Tough deal Gary. Not quite how you envisioned your vacation going, Im sure


----------



## saugmon

Fished handicapped this morning but got 2 of the biggest of season.Biggie went 23.5" and 22" and barely hooked.Water clearing up and weeds are a pain
.Water temp 75


----------



## BigDave

saugmon said:


> 1 single 18" eye out of 10 this morning along with a 12" crappie. Noticed oil light on my kicker and took the cover off to find the dipstick missing. Tried trolling a short bit but couldn't hold 3mph with the 50 hp Johnson.That trollmaster on the kicker is worth's it's weight in gold.Just topped the oil off in the yard last night and nothing in the yard. Must have fallen in the lake when I pulled that cover off.Got a new one ordered but looks like old school trolling next couple trips.
> 
> Water Temp:73°


----------



## BigDave

Fished last night from 5:30 till 8:30. Got 5 keepers and about 30 throwbacks. Did get 4 real nice crappie and 1 cat. All on Flicker Shads


----------



## Muddy

saugmon said:


> Fished handicapped this morning but got 2 of the biggest of season.Biggie went 23.5" and 22" and barely hooked.Water clearing up and weeds are a pain
> .Water temp 75
> View attachment 312213


Nice job. I always enjoy your vacation reports. I have a long shaft 4 horse Mariner that you can borrow for your vacation if you want it. I'm outside Marysville.


----------



## Morrowtucky Mike

Muddy said:


> Nice job. I always enjoy your vacation reports. I have a long shaft 4 horse Mariner that you can borrow for your vacation if you want it. I'm outside Marysville.


Helluva guy!


----------



## RMK

saugmon said:


> Fished handicapped this morning but got 2 of the biggest of season.Biggie went 23.5" and 22" and barely hooked.Water clearing up and weeds are a pain
> .Water temp 75
> View attachment 312213


nice fish!


----------



## saugmon

Thanks mike. If it was a 4-6 hp Nissan,tahatsu,or merc then I'd borrow that dipstick for a couple days.That trollmaster II has got me spoiled.There is a merc for sale over in Huntsville for a grand.I wonder if she'd let me borrow that dispstick til the new one arrived, LOL!!
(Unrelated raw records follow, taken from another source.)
PR #1371, opened 2023-04-13
gtk4: allow subclassing WindowGroup

jf2048:
This is to complete subclassing `PanelWorkbench` in libpanel: [panel-workbench.h#L39](https://gitlab.gnome.org/GNOME/libpanel/-/blob/e2f8a7281ea7034819c1e647a2c2957e9fd1483f/src/panel-workbench.h#L39)


bilelmoussaoui (approved):
I thought it was final!

PR #1, opened 2024-06-02
Experiment with double column form sphinx design package.

PierreQuinton:
Note that the design package has very nice "card" blocks which could potentially be better than admonition.

They have really nice things for docs : https://sphinx-design.readthedocs.io/en/rtd-theme/index.html

Result for comparison of SGD and SSJD (proof of concept):
image

Needs:
- [ ] more spacing in the code, code is too compact
- [ ] move code to somewhere better
- [x] remove the leading `>>>` ? This would give a bit of space and make it lighter.
- [ ] `loss.backward()` -> `torch.autograd.backward(loss)`


PierreQuinton:
This was made obsolete by #59

PR #64, opened 2024-06-26
Change basic example to contain backward two losses.

PierreQuinton:


docs/source/examples/basic_usage.rst
```diff
@@ -1,12 +1,14 @@
 Basic Usage
 ===========
 
+This example shows how to use TorchJD to perform an iteration of Jacobian descent on a regression
+model. In this example, a batch of inputs is forwarded through the model and two corresponding
+batches of labels are used to compute two losses. These losses are then backwarded through the
+model. The obtained Jacboain matrix, consisting of the gradients of the two losses with respect to
```
ValerianRey, line 7: typo

docs/source/examples/basic_usage.rst
```diff
@@ -33,28 +35,27 @@ negatively affected by the update.
 Now that everything is defined, we can train the model. Define the input and the associated target:
 
 >>> input = torch.randn(16, 10)  # Batch of 16 input random vectors of length 10
->>> target = input.sum(dim=1, keepdim=True)  # Batch of 16 targets
+>>> target1 = torch.randn(16, 1)  # First batch of 16 targets
+>>> target2 = torch.randn(16, 1)  # Second batch of 16 targets
 
-Here, we generate fake data in which each target is equal to the sum of its corresponding input
-vector, for the sake of the example.
+Here, we generate fake inputs and fake labels for the sake of the example.
```
ValerianRey, line 41: => fake inputs and labels

ValerianRey:
There is a warning when running doc tests:
```
=============================== warnings summary ===============================
tests/doc/test_rst.py::test_basic_usage
  /home/runner/work/torchjd/torchjd/.venv/lib/python3.10/site-packages/torch/nn/modules/loss.py:535: UserWarning: Using a target size (torch.Size([16, 1])) that is different to the input size (torch.Size([16])). This will likely lead to incorrect results due to broadcasting. Please ensure they have the same size.
    return F.mse_loss(input, target, reduction=self.reduction)

-- Docs: https://docs.pytest.org/en/stable/how-to/capture-warnings.html
======================== 18 passed, 1 warning in 2.86s =========================
```
I think this can be fixed very easily by using targets of shape (16,) instead of (16, 1)

docs/source/examples/basic_usage.rst
```diff
@@ -1,12 +1,14 @@
 Basic Usage
 ===========
 
+This example shows how to use TorchJD to perform an iteration of Jacobian descent on a regression
+model. In this example, a batch of inputs is forwarded through the model and two corresponding
+batches of labels are used to compute two losses. These losses are then backwarded through the
+model. The obtained Jacboain matrix, consisting of the gradients of the two losses with respect to
+the parameters, is then aggregated using doc:`UPGrad <../docs/aggregation/upgrad>`, and the
```
ValerianRey, line 8: The link seems to be broken when building the doc locally

docs/source/examples/basic_usage.rst
```diff
@@ -1,12 +1,14 @@
 Basic Usage
 ===========
 
+This example shows how to use TorchJD to perform an iteration of Jacobian descent on a regression
+model. In this example, a batch of inputs is forwarded through the model and two corresponding
```
ValerianRey, line 5: I think that before explain exactly what happens at a low level (as in the 2nd sentence), we need to explain a bit more what we're trying to do: train a regression model with 2 objectives.

I would simply add "with two objectives" right at the end of the first sentence.

ValerianRey:
Looking good! A few minor fixes to do, then we can merge.

Issue #75, opened 2024-07-09
Use relative imports more often


ValerianRey:
When importing from a local package, I think it's easier to just use relative imports. It allows to move or rename the hierarchy of packages without having to edit all files because of the imports. Besides, it will reduce the line lengths to make these imports.

Two disadvantages are:
- It's not robust to executing a python file directly (we never do that anyway, and if we want to do that we will make dedicated scripts).
- It could make test engines (like pytest) fail, but I think that with recent versions this should never be an issue.

ValerianRey:
Closing this as it is merged to dev in a clean version.

Issue #74, opened 2024-07-03
Remove the `strategy` package


PierreQuinton:
We can only keep the `UnifyingStrategy` and `Aggregation` that should replace the `make_aggregation`, possibly put `matrixifying`, `reshape` and `unifying` bundled into one file `aggregation.py`.

PR #76, opened 2024-07-10
Make relative imports

ValerianRey:
Fixes https://github.com/TorchJD/torchjd/issues/75
* Change within-package imports from absolute to relative
* Minor import improvements


ValerianRey:
A drawback is that in PyCharm, <kbd>Ctrl</kbd>+<kbd>Enter</kbd> imports automatically with absolute path. We will have to manually make these imports instead, to keep using the relative style, whenever the import is from within the same package.

Also, for the `strategy` package, using relative imports leads to double dot:
```python
from ..tensor_dict import EmptyTensorDict, GradientVectors
```
This is because `strategy` depends on its parent package (`_transform`), which is weird and which will be fixed by #74 anyway.

PierreQuinton:
> A drawback is that in PyCharm, Ctrl+Enter imports automatically with absolute path. We will have to manually make these imports instead, to keep using the relative style, whenever the import is from within the same package.
> 
> Also, for the `strategy` package, using relative imports leads to double dot:
> 
> ```python
> from ..tensor_dict import EmptyTensorDict, GradientVectors
> ```
> 
> This is because `strategy` depends on its parent package (`_transform`), which is weird and which will be fixed by #74 anyway.

That is fine I think, maybe we can configure PyCharm a bit differently. The second is fine too, we will remove strategy anyways.

PierreQuinton:
I took a look and LGTM but I don't really know how to make sure it is fine. I'm trusting you did it exhaustively.

ValerianRey:
> I took a look and LGTM but I don't really know how to make sure it is fine. I'm trusting you did it exhaustively.

I double-checked every file, and I missed one (in `tests/plots`). I fixed this.

PR #85, opened 2024-07-11
Fix docstring of `Transform`

ValerianRey:
This docstring is clearly not perfect, but at least with this change it does not contain half-written sentences and some TODOs that might stay forever.


PierreQuinton (approved):
Yeah we should redo, its not good at all, but this is an easy strict improvement, LGTM

PR #86, opened 2024-07-12
Simplify unit test package structure

ValerianRey:
This PR makes the file *hierarchy* of the unit tests 1 level shallower by removing `utils` packages. It also removes a file that defines functions that are only used within another file.

* Remove `utils` package in `unit.autojac`
* Remove `utils` package in `unit.aggregation`
* Move functions of _matrix_generation.py to _inputs.py


PierreQuinton (approved):
LGTM

PR #88, opened 2024-07-12
Fixup tests of `Store` transform

PierreQuinton:


tests/unit/autojac/test_mtl_backward.py
```diff
@@ -332,12 +332,12 @@ def test_mtl_backward_various_feature_lists(shapes: list[tuple[int]]):
...
 
     p0 = torch.tensor([1.0, 2.0], requires_grad=True)
-    p1 = torch.arange(len(shapes), dtype=torch.float32, requires_grad=True) + 3.0
+    p1 = torch.arange(len(shapes), dtype=torch.float32, requires_grad=True)
     p2 = torch.tensor(5.0, requires_grad=True)
 
     representations = [torch.rand(shape) @ p0 for shape in shapes]
 
-    y1 = sum([(r * p).sum() for r, p in zip(representations, p1)])
+    y1 = sum([(r * p).sum() for r, p in zip(representations, p1 + 3.0)])
```
ValerianRey, line 340: I think we can get rid of this +3 for readability.

ValerianRey:
This clearly shows that `Store` can fill the `.grad` field of a tensor that doesn't require grad.
I think this is unintended and that we should fix this (regardless of #89).

PierreQuinton:
Well no need to fix it if we do #89 , so it is probably worth thinking about #89 before doing anything.

ValerianRey:
> Well no need to fix it if we do #89 , so it is probably worth thinking about #89 before doing anything. I don't like your fix, I would raise and exception if it does not require grad.

Yeah, don't we want an exception in this case?

PR #92, opened 2024-07-12
Add `__repr__` to `Conjunct`

PierreQuinton:


ValerianRey:
I think it should be `__str__` and not `__repr__`. We currently inconsistently use both in transforms, we need to fix this. This can be included in this PR.

PierreQuinton:
No I really mean `__repr__`, this is only for debugging which prints `repr`. If you want we can have `__str__` too but I don't care about it and it is private.

ValerianRey:
https://stackoverflow.com/questions/1436703/what-is-the-difference-between-str-and-repr

The role of repr is to be unambiguous => Here, we are clearly on the side of readability.

ValerianRey:
Btw, when debugging, I think it prints the str which defaults to the repr if str is not overridden (which is the case here).

ValerianRey:
Closing this as it's moved and extended in #94

PR #94, opened 2024-07-13
Fix `Transform`s' representations

ValerianRey:
* Override `__str__` instead of `__repr__` in `Transform`
* Add `Conjunction.__str__`
* Add `test_str` and `FakeTransform.__str__`
* Remove `__str__` override in `Aggregate` and `_AggregateMatrices`

We never discussed this last change so I'll give more details about it:
Currently, when we have an `Aggregate` transform and call `str` on it, it calls the `__str__` method of `Transform`, which returns the class name:
```python
>>> from torchjd.autojac._transform.aggregate import Aggregate
>>> from torchjd.aggregation import Mean
>>> A = Mean()
>>> t = Aggregate(A, set())
>>> str(t)
'Aggregate'
```

This does not indicate that the aggregator is `Mean()`, and I think it's fine like this for two reasons. We will rarely ever use several different aggregators in the same `Transform`, and this is in line with having `Transform` strings quite minimalist: for instance they do not contain the arguments of the `Grad`, `Jac` or even `Select` transforms.

So instead of overriding `_AggregateMatrices.__str__` and `Aggregate.__str__` to add the contained aggregator's string, we just use the inherited `Transform.__str__` which just returns the class name.

By the way, I think that having `str(t) == "Aggregate"` is much better than having `str(t) == "_Reshape ° _AggregateMatrices ° _Matrixify`, which doesn't give any more information and is much longer.

### DIFF
--- a/src/torchjd/autojac/_transform/aggregate.py
+++ b/src/torchjd/autojac/_transform/aggregate.py
@@ -26,9 +26,6 @@ class Aggregate(Transform[Jacobians, Gradients]):
     def _compute(self, input: Jacobians) -> Gradients:
         return self.transform(input)
 
-    def __str__(self) -> str:
-        raise f"Aggregate {self._aggregator_str}"
-
     @property
     def required_keys(self) -> set[Tensor]:
         return self.transform.required_keys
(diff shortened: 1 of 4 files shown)


ValerianRey:
Also note that this seems to work nicely in the debugger which seems to use `str` and not `repr`:
Screenshot from 2024-07-13 14-11-29

However, if you type:
```python
>>> transform
```
in the terminal, you will get
```python
<torchjd.autojac._transform.base.Composition object at 0x7f54daf059a0>
```
You have to type:
```python
>>> str(Transform)
```
to get
```python
'Jac ∘ Diagonalize ∘ Init'
```

PierreQuinton (approved):
LGTM

PR #98, opened 2024-07-14
Remove constraint in `Stack` to have non-empty list of `transform`s

PierreQuinton:


src/torchjd/autojac/_transform/stack.py
```diff
@@ -10,15 +10,12 @@
 
 class Stack(Transform[_A, Jacobians]):
```
PierreQuinton, line 11: Should it be `Transform[Gradients, Jacobians]` ? We cannot stack anything else than gradients right ?

ValerianRey: I dont think so.

The return type of the contained transforms should always be `Gradients`, but their input type can be anything, as long as its the same for all of them.

ValerianRey: Which is why the type of `transforms` is `transforms: Sequence[Transform[_A, Gradients]]`

PierreQuinton: Yeah of course, my bad

ValerianRey:
LGTM

ValerianRey (approved):

PR #99, opened 2024-07-26
Cache pdm installation in CI

PierreQuinton:
Relevant: 
- https://github.com/pdm-project/setup-pdm
- https://docs.github.com/en/actions/using-workflows/caching-dependencies-to-speed-up-workflows

### DIFF
--- a/.github/workflows/build_deploy_documentation.yml
+++ b/.github/workflows/build_deploy_documentation.yml
@@ -24,6 +24,8 @@ jobs:
         uses: pdm-project/setup-pdm@v4
         with:
           python-version: '3.12'
+          cache: true
+          cache-dependency-path: ./pyproject.toml
       - name: Install default and doc dependencies
         run: pdm install --group doc --frozen-lockfile
       - name: Build HTML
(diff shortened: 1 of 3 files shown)


PierreQuinton:
Weirdly enough, pdm install still took the most time, where it was supposed to be essentially zero (comparing versions).
I think this can be improved, there may be something slightly off.

ValerianRey:
Well, I think pdm still has to check whether new versions are available, for all of our dependencies + all of their dependencies, since we do not use a lock file.

ValerianRey:
I'm not sure that the use of `cache-dependency-path` is correct. I think in [https://github.com/pdm-project/setup-pdm?tab=readme-ov-file#caches](https://github.com/pdm-project/setup-pdm?tab=readme-ov-file#caches) they try to say that this file is the key to a given cache, meaning that given this file, the set of dependencies should be deterministic (which is the case for a lock file, but not at all for a pyproject.toml file).

Where have you seen that we can use `cache-dependency-path: ./pyproject.toml`?

PierreQuinton:
This concerns tests with the most recent version of dependencies, therefore we cannot have a lockfile for this. We might do tests with specific versions (and therefore lockfiles) in the future, this is not planed as of now.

Over 1" play on the main throttle cable.The carbs still aren't right.She'd sputter out every few minutes with a big puff of smoke then idle back up to norm after that burst of smoke.No wind this morning which helped keep that 3 mph speed.


----------



## ristorap

What flicker shad colors working this year trolling?


----------



## BigDave

We got most of our keepers on chrome and blue. Drug purple growler all evening with no keepers. Firetiger got some too


----------



## speedyr

I went yesterday 7 am to 11 am. 18 dinks...2 cats and a 13" crappie. I was using the 7cm flicker shad shallow. They pulled pretty nice for me. About 70-80 ft line out. I got into two groups of fish, one in between pew and wolf just inside of the buoy line. The other was between pew and in front of seminole. It seemed to me there were less weeds closer to shore. They were all over the slick purple bengal, and slick smelt caught a few.
I went last weds also...2 keepers a 17 and 20.5...a 17 1/2 lb flattie that wrecked my reel and at least a 17 lb carp that broke my rod at the boat.


----------



## speedyr

Has anyone ever night trolled at Indian for saugeye? I have really considered doing it.


----------



## speedyr

not sure how I missed you in the water yesterday morning Gary...I haven't been too active the last couple of years but I can still pick you out...


----------



## Saugeyefisher

speedyr said:


> Has anyone ever night trolled at Indian for saugeye? I have really considered doing it.


Way way way way back a guy used to post about trolling Indian lake at night in the summer alot. With great results...


----------



## Morrowtucky Mike

ristorap said:


> What flicker shad colors working this year trolling?


I haven’t been over for awhile but when I was anything purple was hot for us anyways. Sounds like maybe it’s changed tho. The firetail chrome candy jointed shad has been super hot for me at Alum but I didn’t have any of them when I was at Indian last. BUT the catfish really love them also lol. You can definitely tell which rods have the jointed shads on them for sure. Those rods tips are vibrating like crazy!


----------



## saugmon

Purple and blue


speedyr said:


> not sure how I missed you in the water yesterday morning Gary...I haven't been too active the last couple of years but I can still pick you out...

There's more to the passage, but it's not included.